- ENTRIES PROVIDED -
----------
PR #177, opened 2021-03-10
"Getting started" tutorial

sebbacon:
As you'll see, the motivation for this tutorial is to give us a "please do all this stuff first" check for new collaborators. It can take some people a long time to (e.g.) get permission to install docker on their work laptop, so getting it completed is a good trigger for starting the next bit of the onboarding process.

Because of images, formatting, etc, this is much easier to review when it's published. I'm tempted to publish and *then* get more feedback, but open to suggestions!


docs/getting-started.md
----------
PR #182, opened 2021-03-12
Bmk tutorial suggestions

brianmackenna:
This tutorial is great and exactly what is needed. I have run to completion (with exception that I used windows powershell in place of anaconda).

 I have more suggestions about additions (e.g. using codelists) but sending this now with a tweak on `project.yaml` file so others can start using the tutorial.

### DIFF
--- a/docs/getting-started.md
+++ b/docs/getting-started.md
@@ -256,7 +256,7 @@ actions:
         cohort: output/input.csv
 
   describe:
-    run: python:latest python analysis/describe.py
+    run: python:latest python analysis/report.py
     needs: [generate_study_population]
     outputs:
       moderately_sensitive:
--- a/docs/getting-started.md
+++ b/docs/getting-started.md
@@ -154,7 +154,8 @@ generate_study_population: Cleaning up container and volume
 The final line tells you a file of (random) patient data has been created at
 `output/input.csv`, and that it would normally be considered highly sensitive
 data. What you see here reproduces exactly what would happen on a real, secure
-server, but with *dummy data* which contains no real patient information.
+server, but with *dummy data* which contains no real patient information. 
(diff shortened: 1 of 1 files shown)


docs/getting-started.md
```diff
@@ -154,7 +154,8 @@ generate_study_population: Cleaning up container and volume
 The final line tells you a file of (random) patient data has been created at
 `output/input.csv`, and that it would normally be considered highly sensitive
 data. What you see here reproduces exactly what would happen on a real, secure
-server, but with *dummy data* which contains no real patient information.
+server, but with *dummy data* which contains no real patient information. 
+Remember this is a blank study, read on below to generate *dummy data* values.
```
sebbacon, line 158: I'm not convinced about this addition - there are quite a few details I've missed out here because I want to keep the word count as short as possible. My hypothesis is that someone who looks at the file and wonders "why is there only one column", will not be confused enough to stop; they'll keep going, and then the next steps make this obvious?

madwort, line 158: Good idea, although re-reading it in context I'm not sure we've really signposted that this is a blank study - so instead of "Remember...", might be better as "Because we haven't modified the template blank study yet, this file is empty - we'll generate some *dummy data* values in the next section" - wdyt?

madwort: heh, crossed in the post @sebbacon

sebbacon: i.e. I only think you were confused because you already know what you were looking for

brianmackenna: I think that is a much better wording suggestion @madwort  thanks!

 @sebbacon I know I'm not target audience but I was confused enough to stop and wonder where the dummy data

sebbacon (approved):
----------
Copy out every line of the entries where the string "values" shows up.

+Remember this is a blank study, read on below to generate *dummy data* values.
madwort, line 158: Good idea, although re-reading it in context I'm not sure we've really signposted that this is a blank study - so instead of "Remember...", might be better as "Because we haven't modified the template blank study yet, this file is empty - we'll generate some *dummy data* values in the next section" - wdyt?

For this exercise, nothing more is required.